WHAT YOU HAVE TO DO: Please transcribe the data exactly, with nothing left out.

(Saved data entries)
PR #4906, opened 2026-09-04
test(RHINENG-30477): Fix failing tests in Stage/Prod

fstavela:
## Jira
[RHINENG-30477](https://issues.redhat.com/browse/RHINENG-30477)

## What
Fix tests that are failing in Stage and Prod pipelines

## Why
The pipelines are unreliable now

## How
Various little fixes

## Testing
All of the updated tests passed in Stage and Prod when I ran them locally

## PR Guidelines

## PR Guideline checks

[RHINENG-30477]: https://redhat.atlassian.net/browse/RHINENG-30477?atlOrigin=eyJpIjoiNWRkNTljNzYxNjVmNDY3MDlhMDU5Y2ZhYzA5YTRkZjUiLCJwIjoiZ2l0aHViLWNvbS1KU1cifQ

## Summary by Sourcery

Stabilize integration test coverage across Stage and Prod by aligning assertions and synchronization behavior with environment-specific service responses.

Bug Fixes:
- Stabilize Stage and Prod integration tests by accommodating environment-specific workspace responses, allowing asynchronous Kessel synchronization, and skipping unsupported legacy certificate paths.

Enhancements:
- Reduce test fixture sizes and improve test setup consistency, typing, and environment-aware assertions.
- Mark RBAC and Kessel-dependent tests appropriately for ephemeral environments and update host creation and synchronization handling.

Tests:
- Update group, resource type, Kessel replication, RBAC, and legacy path tests to reflect current Stage and Prod behavior and reduce pipeline flakiness.

### DIFF
--- a/iqe-host-inventory-plugin/iqe_host_inventory/tests/rest/kessel/test_kessel_host_replication.py
+++ b/iqe-host-inventory-plugin/iqe_host_inventory/tests/rest/kessel/test_kessel_host_replication.py
@@ -320,6 +320,10 @@ def test_kessel_repl_delete_hosts_by_id(
     for host in hosts:
         hbi_kessel_relations_grpc.verify_created_or_updated(host, ungrouped_group)
 
+    if host_inventory.application.config.current_env.lower() != "clowder_smoke":
+        logger.info("Waiting 10 seconds to work around hosts availability flapping issue")
+        sleep(10)
+
     host_inventory.apis.hosts.delete_by_id(hosts[:host_count])
 
     for host in hosts[:host_count]:
@@ -358,6 +362,10 @@ def test_kessel_repl_delete_hosts_by_filter(
 
     for host in hosts:
         hbi_kessel_relations_grpc.verify_created_or_updated(host, ungrouped_group)
+
+    if host_inventory.application.config.current_env.lower() != "clowder_smoke":
+        logger.info("Waiting 10 seconds to work around hosts availability flapping issue")
+        sleep(10)
 
     host_inventory.apis.hosts.delete_filtered(display_name=hosts_data[0]["display_name"])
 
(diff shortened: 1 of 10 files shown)


iqe-host-inventory-plugin/iqe_host_inventory/utils/rbac_utils.py
```diff
@@ -67,6 +67,11 @@ def wait_for_kessel_sync(host_inventory: ApplicationHostInventory) -> None:
     Wait for RBAC -> Kessel sync if the hbi.rbac-v2 feature flag is enabled.
     """
     wait_seconds = 3 if host_inventory.application.config.current_env == "clowder_smoke" else 21
-    if host_inventory.unleash.is_hbi_rbac_v2_enabled:
+    if (
+        host_inventory.unleash.is_hbi_rbac_v2_enabled
+        # We need to wait in all environments where BYPASS_KESSEL=false, because all workspace
+        # write operations go through Kessel even when the hbi.rbac-v2 FF is disabled
+        or host_inventory.application.config.current_env != "clowder_smoke"
+    ):
```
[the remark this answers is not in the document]
fstavela: We can't efficiently gate it on the `BYPASS_KESSEL` env var in Stage and Prod, because we don't have access to it. This env var is always enabled in Stage and Prod, so there is no risk of unnecessary waiting in these environments.

iqe-host-inventory-plugin/iqe_host_inventory/tests/rest/kessel/test_kessel_host_replication.py
```diff
@@ -359,6 +363,10 @@ def test_kessel_repl_delete_hosts_by_filter(
     for host in hosts:
         hbi_kessel_relations_grpc.verify_created_or_updated(host, ungrouped_group)
 
+    if host_inventory.application.config.current_env.lower() != "clowder_smoke":
```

TASK ANSWER:
PR #4906, opened 2026-09-04
test(RHINENG-30477): Fix failing tests in Stage/Prod

fstavela:
## Jira
[RHINENG-30477](https://issues.redhat.com/browse/RHINENG-30477)

## What
Fix tests that are failing in Stage and Prod pipelines

## Why
The pipelines are unreliable now

## How
Various little fixes

## Testing
All of the updated tests passed in Stage and Prod when I ran them locally

## PR Guidelines

## PR Guideline checks

[RHINENG-30477]: https://redhat.atlassian.net/browse/RHINENG-30477?atlOrigin=eyJpIjoiNWRkNTljNzYxNjVmNDY3MDlhMDU5Y2ZhYzA5YTRkZjUiLCJwIjoiZ2l0aHViLWNvbS1KU1cifQ

## Summary by Sourcery

Stabilize integration test coverage across Stage and Prod by aligning assertions and synchronization behavior with environment-specific service responses.

Bug Fixes:
- Stabilize Stage and Prod integration tests by accommodating environment-specific workspace responses, allowing asynchronous Kessel synchronization, and skipping unsupported legacy certificate paths.

Enhancements:
- Reduce test fixture sizes and improve test setup consistency, typing, and environment-aware assertions.
- Mark RBAC and Kessel-dependent tests appropriately for ephemeral environments and update host creation and synchronization handling.

Tests:
- Update group, resource type, Kessel replication, RBAC, and legacy path tests to reflect current Stage and Prod behavior and reduce pipeline flakiness.

### DIFF
--- a/iqe-host-inventory-plugin/iqe_host_inventory/tests/rest/kessel/test_kessel_host_replication.py
+++ b/iqe-host-inventory-plugin/iqe_host_inventory/tests/rest/kessel/test_kessel_host_replication.py
@@ -320,6 +320,10 @@ def test_kessel_repl_delete_hosts_by_id(
     for host in hosts:
         hbi_kessel_relations_grpc.verify_created_or_updated(host, ungrouped_group)
 
+    if host_inventory.application.config.current_env.lower() != "clowder_smoke":
+        logger.info("Waiting 10 seconds to work around hosts availability flapping issue")
+        sleep(10)
+
     host_inventory.apis.hosts.delete_by_id(hosts[:host_count])
 
     for host in hosts[:host_count]:
@@ -358,6 +362,10 @@ def test_kessel_repl_delete_hosts_by_filter(
 
     for host in hosts:
         hbi_kessel_relations_grpc.verify_created_or_updated(host, ungrouped_group)
+
+    if host_inventory.application.config.current_env.lower() != "clowder_smoke":
+        logger.info("Waiting 10 seconds to work around hosts availability flapping issue")
+        sleep(10)
 
     host_inventory.apis.hosts.delete_filtered(display_name=hosts_data[0]["display_name"])
 
(diff shortened: 1 of 10 files shown)


iqe-host-inventory-plugin/iqe_host_inventory/utils/rbac_utils.py
```diff
@@ -67,6 +67,11 @@ def wait_for_kessel_sync(host_inventory: ApplicationHostInventory) -> None:
     Wait for RBAC -> Kessel sync if the hbi.rbac-v2 feature flag is enabled.
     """
     wait_seconds = 3 if host_inventory.application.config.current_env == "clowder_smoke" else 21
-    if host_inventory.unleash.is_hbi_rbac_v2_enabled:
+    if (
+        host_inventory.unleash.is_hbi_rbac_v2_enabled
+        # We need to wait in all environments where BYPASS_KESSEL=false, because all workspace
+        # write operations go through Kessel even when the hbi.rbac-v2 FF is disabled
+        or host_inventory.application.config.current_env != "clowder_smoke"
+    ):
```
[the remark this answers is not in the document]
fstavela: We can't efficiently gate it on the `BYPASS_KESSEL` env var in Stage and Prod, because we don't have access to it. This env var is always enabled in Stage and Prod, so there is no risk of unnecessary waiting in these environments.

iqe-host-inventory-plugin/iqe_host_inventory/tests/rest/kessel/test_kessel_host_replication.py
```diff
@@ -359,6 +363,10 @@ def test_kessel_repl_delete_hosts_by_filter(
     for host in hosts:
         hbi_kessel_relations_grpc.verify_created_or_updated(host, ungrouped_group)
 
+    if host_inventory.application.config.current_env.lower() != "clowder_smoke":
```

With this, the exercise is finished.